=== Begin Enclosure ===

PR #175, opened 2019-07-30
activate conda base env first

ahartikainen:
Activates base env to set up paths correctly.

### DIFF
--- a/.appveyor.yml
+++ b/.appveyor.yml
@@ -14,7 +14,7 @@ install:
   - conda update -q conda
   - conda info -a
   - conda create -q -n test-env python=%PYTHON_VERSION%
-  - activate test-env
+  - conda activate test-env
   - conda install numpy cython scipy matplotlib pandas setuptools libpython m2w64-toolchain -c msys2 -q
   - gcc --version
   # Install the build dependencies of the project.
--- a/.appveyor.yml
+++ b/.appveyor.yml
@@ -1,14 +1,14 @@
-os: Visual Studio 2015
+os: Visual Studio 2017
 platform: x64
 environment:
-  global:
-    MINICONDA: "C:\\Miniconda37-x64"
   matrix:
     - PYTHON_VERSION: 3.6
+      PYTHON_ROOT: "C:\\Miniconda36-x64"
     - PYTHON_VERSION: 3.7
+      PYTHON_ROOT: "C:\\Miniconda37-x64"
 
 install:
-  - set PATH=%MINICONDA%;%MINICONDA%\Scripts;C:\\msys64\usr\bin;%PATH%
+  - CALL "%PYTHON_ROOT%\\Scripts\\activate.bat"
   - conda activate base
   - conda config --set always_yes yes --set changeps1 no
   - conda update -q conda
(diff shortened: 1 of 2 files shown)


ahartikainen:
Ok, this is a bit annoying. I will continue this later.

ahartikainen:
This should be ready now.

.appveyor.yml
```diff
@@ -1,28 +1,49 @@
...
+  # purpose but it is problematic because it tends to cancel builds pushed
+  # directly to master instead of just PR builds (or the converse).
+  # credits: JuliaLang developers.
+  - ps: if ($env:APPVEYOR_PULL_REQUEST_NUMBER -and $env:APPVEYOR_BUILD_NUMBER -ne ((Invoke-RestMethod `
+      https://ci.appveyor.com/api/projects/$env:APPVEYOR_ACCOUNT_NAME/$env:APPVEYOR_PROJECT_SLUG/history?recordsNumber=50).builds | `
+      Where-Object pullRequestId -eq $env:APPVEYOR_PULL_REQUEST_NUMBER)[0].buildNumber) { `
+        throw "There are newer queued builds for this pull request, failing early." }
+  
+  - SET PATH=%PYTHON_ROOT%;%PYTHON_ROOT%\Scripts;%PATH%
+  - CALL activate.bat base
```
riddell-stan: Can we remove the rollout thing? I don't think we need it.

Also, what does activate.bat do?

riddell-stan:
Maybe squash the commits? Any idea why it wasn't working before?

.appveyor.yml
ahartikainen: rollout? You mean %PYTHON_ROOT%? That is how cmd on windows handles env variables. We need to add them first, so activate.bat is on the PATH.

activate.bat adds necessary custom paths for conda, so it will work properly.

riddell-stan: I guess this was a conda bug or a conda/appveyor interaction bug? Is there a specific issue that we can monitor?

Trying to simplify things as much as possible.

ahartikainen:
Squash is fine for this.

Actually it is not yet "fixed", because the conda base for python 3.7 has somehow changed the file locations and currently needs some manual editing and even after that the conda env creation somehow fails. Not sure what is the correct fix for it, but I have not noticed those problems on my own computer or with conda base for python 3.6.

.travis.yml
```diff
@@ -1,6 +1,9 @@
 dist: xenial
 language: python
 python: 3.6
+branches:
```
riddell-stan: Why add this?

riddell-stan:
There are a lot of changes here, some to travis, some to appveyor, some to appveyor behavior that's independent of fixing the problem. Maybe split this up into three PRs?

.appveyor.yml
ahartikainen: https://github.com/conda/conda/issues/8865

https://github.com/conda/conda/issues/8836

.travis.yml
ahartikainen: this way, if you create a branch for httpstan and make a PR, tests are only run for the PR (now it runs duplicate amount for httpstan branches). After merge, it will run tests normally.

ahartikainen:
Yes, I can split this.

=== End Enclosure ===

Aim of the exercise: Please write out exactly the line containing "There are a" and every line after it through the end of the records, nothing more.

Solution:
There are a lot of changes here, some to travis, some to appveyor, some to appveyor behavior that's independent of fixing the problem. Maybe split this up into three PRs?

.appveyor.yml
ahartikainen: https://github.com/conda/conda/issues/8865

https://github.com/conda/conda/issues/8836

.travis.yml
ahartikainen: this way, if you create a branch for httpstan and make a PR, tests are only run for the PR (now it runs duplicate amount for httpstan branches). After merge, it will run tests normally.

ahartikainen:
Yes, I can split this.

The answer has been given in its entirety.